How To Win A Hackathon - Ataub24
http://alexstechthoughts.com/post/28836325740/how-to-win-a-hackathon

======
Timothee
Based on my humble experience (I won at Disrupt SF last year), I'll add this:

\- as the OP said, when presenting, _start with the problem_. But really
insist on it so that it becomes painful for the judges. Show the problem
you're trying to solve on existing sites/apps. Then show your solution on how
you solved it. (See this post by Dave McClure for reinforcement of the idea:
[http://500hats.typepad.com/500blogs/2009/08/your-solution-
is...](http://500hats.typepad.com/500blogs/2009/08/your-solution-is-not-my-
problem.html))

\- don't try to do too much: e.g. you don't need a web app + a mobile app to
show you've solved the problem. "And we have a mobile version of it" doesn't
help you in convincing the jury that there was a problem and that you solved
it. Everyone knows that a website that solves a problem can exist in the form
of a mobile app. You're wasting your time just mentioning it.

\- don't discuss the technical problems you've had. For you it's interesting
that you finally managed to get around that hurdle and it's tempting to
quickly brag about it, but jurys don't care.

\- while _focusing_ on an API can work, I'd say to also try to incorporate
some APIs if that makes sense and you have time.
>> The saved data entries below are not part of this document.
PR #3441, opened 2023-08-07
[rubysrc2cpg] Reverting Workarounds Related to Parsing

pandurangpatil:
Reverting the changes, @DavidBakerEffendi recently made to handle the situation where the parser was getting into a loop for the specific use cases of the file. For now we were able to proceed by removing this file.

1. It has introduced inconsistent behaviour in the scan results.
2. It has also increased the source code parsing time.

My hack was about showing
movie schedules à la Hipmunk (a slow, uglier-than-it-was-then version is still
up: <http://flickmunk.com/>), but I managed to find the time to add some
Twilio pieces to it (I was familiar with the API already) and that was enough
to win their prize too (a MacBook Air no less) while other hacks were _fully_
focused on Twilio and didn't. E.g. if you need to store files of some kind,
use Box or Dropbox if they're there. Don't push it too far though. Pick one or
two that make sense. Your hack is not a NASCAR car.

\- while your presentation should be as polished as possible, I was never
convinced by people who made videos, flash animations or beautiful slides. I
think some judges want to see a minimum viable product/PoC, not a PowerPoint.

\- as far as polish go, I'm sure a nice design does help, but amongst the
winners at Disrupt, it wasn't the most polished that won. (mine clearly
wasn't) It was the ones who solved a problem and worked. Too much polish might
make it look like you had been working on it for some time before. Nowadays,
with Bootstrap, you get something decent-looking enough to get started.
(though beware: everyone uses it too)

\- finally, and that's important: be persistent. My old MacBook couldn't be
connected to the projector at demo time so they told me I couldn't present. I
was pissed! But I stayed around, asked for a second chance at the end if there
was time, just for _at least_ present. I almost gave up but I'm glad I didn't.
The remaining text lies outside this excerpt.